Una obra en que deja entrever el fondo real de todo lo que hay de trabajo personal, de toma y daca para modelar a los personajes, pues el duro discurrir psíquico que en todo momento se plantea, hace más veraz la obra, anclada en los cimientos de andamios de madera de las salas de los grandes pintores de todos los tiempos y personificada en un actor como Echanove, con una credibilidad en el escenario digna de los mejores del Parnaso, tanto en registros vocales, como en corporales, tanto en guiños a la comedia como en los momentos dramáticos, tanto en los parlamentos como en los silencios, y sobre manera en la maravillosa manera de andar- danzar- por el escenario haciendo crecer al personaje en cada zancada a modo de pavo real de la interpretación.

La riqueza de matices se observa en todos los momentos, y más cómo ese pintor de éxito va dejando entrever su alma más humana a medida que avanza la obra, para dar el testigo a un asistente que es todo esponja del maestro, un joven aprendiz de artista, y actor en ciernes, que empieza a remolque de las veleidades del viejo para acabar atraídos como polos opuestos de la química de la verdad.

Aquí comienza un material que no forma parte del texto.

PR #1060, opened 2026-07-26
feat(worktrees): GAIA resolves one main checkout and keys per-tree state by tree

stevensacks:
Makes GAIA work correctly inside a git worktree. Until now it half-worked: some surfaces silently resolved to the main checkout, some read a linked worktree as "not a repository", and per-tree state collided between trees because it was keyed by directory rather than by tree.

## The shape of the fix

**One resolver, one registry.** Every "where is the main checkout" derivation went through its own ad-hoc `git rev-parse`. They are now one shared resolver (`.gaia/scripts/main-root-lib.sh`), and every piece of local working state is declared once in `.gaia/state-registry.json` with an explicit scope: main-anchored (shared across trees) or per-tree (keyed by tree, not by path). The registry is what the janitor, the write guard, `block-rm-rf`, and `settings.json`'s permission allowlist all read, instead of each carrying its own drifting copy.

**Lifecycle moved to the harness.** GAIA no longer creates or removes worktrees; Claude Code does that natively. `create-worktree.sh` and `remove-worktree.sh` are gone. What GAIA still owns is provisioning on entry: a worktree installs its own dependencies and links its local state, rather than borrowing the clone's.

**Keys carry the branch.** The audit key, the PR-capture breadcrumb, and the worthiness ledger were single-valued across trees, so two worktrees on different branches clobbered each other. Each is now per-tree or per-branch.

**Guards that were silently inert.** Four wiki hooks read a linked worktree as "no repo" and stood down. Serena's `activate_project` could hand a worktree the main checkout's symbols. A write whose path pointed at another tree applied cleanly with no error. Each is now caught.

**Refusals that were silent.** `main-only-lib.sh` gives one loud refusal to the three flows that must run from the main checkout. Its own gate was dead for most of Milestone 5 because the refusal runs under the agent's zsh while the meter ran bats under bash; that false green is fixed and recorded.

## Verification

A 22-scenario concurrency meter (`.gaia/tests/concurrency/`) drives real worktrees rather than fixtures, and is armed as a required CI check against an expected-status manifest. Two of its scenarios were rewritten mid-program because they asserted their own fixtures instead of driving GAIA; that is called out in the log rather than quietly fixed.

## Distribution

The shipping harness was red from Milestone 2 to Milestone 8: this program created a shipping file with no manifest entry, and `cli-tests.yml`'s `distribution-harness` job is path-gated on paths that do not overlap the surfaces the leak check scans, so no PR ever ran the check that would have caught it. **That path-gating gap is not fixed here** — it is byte-identical on `main`, is not this program's, and will let the next leak through too.

The manifest is answered and green. Five files ship (four forced: a shipped surface already references them, so withholding would ship a dangling reference), one is withheld under category 1 (`check-wiki-state-collision.sh`: its only runners are the `.gaia/scripts/tests/` bats suite and `audit-ci-tests.yml`, both release-excluded, so an adopter can neither trigger it nor act on its failure). Five stale manifest entries dropped by regeneration.

- `gaia-maintainer release manifest --check`: clean
- staging harness: `leaks: none`, `runtime-dependency leaks: none`
- bare-mode `release runtime-deps`: clean

## Adopter impact

Four `## [Unreleased]` entries. The worktree scripts' removal is the one with an adopter-facing action.

## Type of change

- [x] Feature (minor)


stevensacks:
@/var/folders/pn/m58c653j1js2r48m5n358ync0000gn/T/tmp.EAIdpnE17L

stevensacks:
@/var/folders/pn/m58c653j1js2r48m5n358ync0000gn/T/tmp.iQ26zSuTzn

Los efectos de luces, bien estudiados y llenos de intencionalidad dramática. Los cambios en los entreactos en oscuro, con fondo de música lírica, en ocasiones desconcertantes por su tempo, pero necesarios para los cambios, la banda sonora de la pintura con música de gramófono embaucador y algunos momentos mágicos de mezcla de ballet, performance y teatro global, son recursos rivales pero exquisitos. Una obra pictórica y teatral llena de encanto. Un actor como Echanove para deleitarse. Un lujo que nadie se debería perder si quiere amar al teatro un poco más. Si es posible. Y están en gira.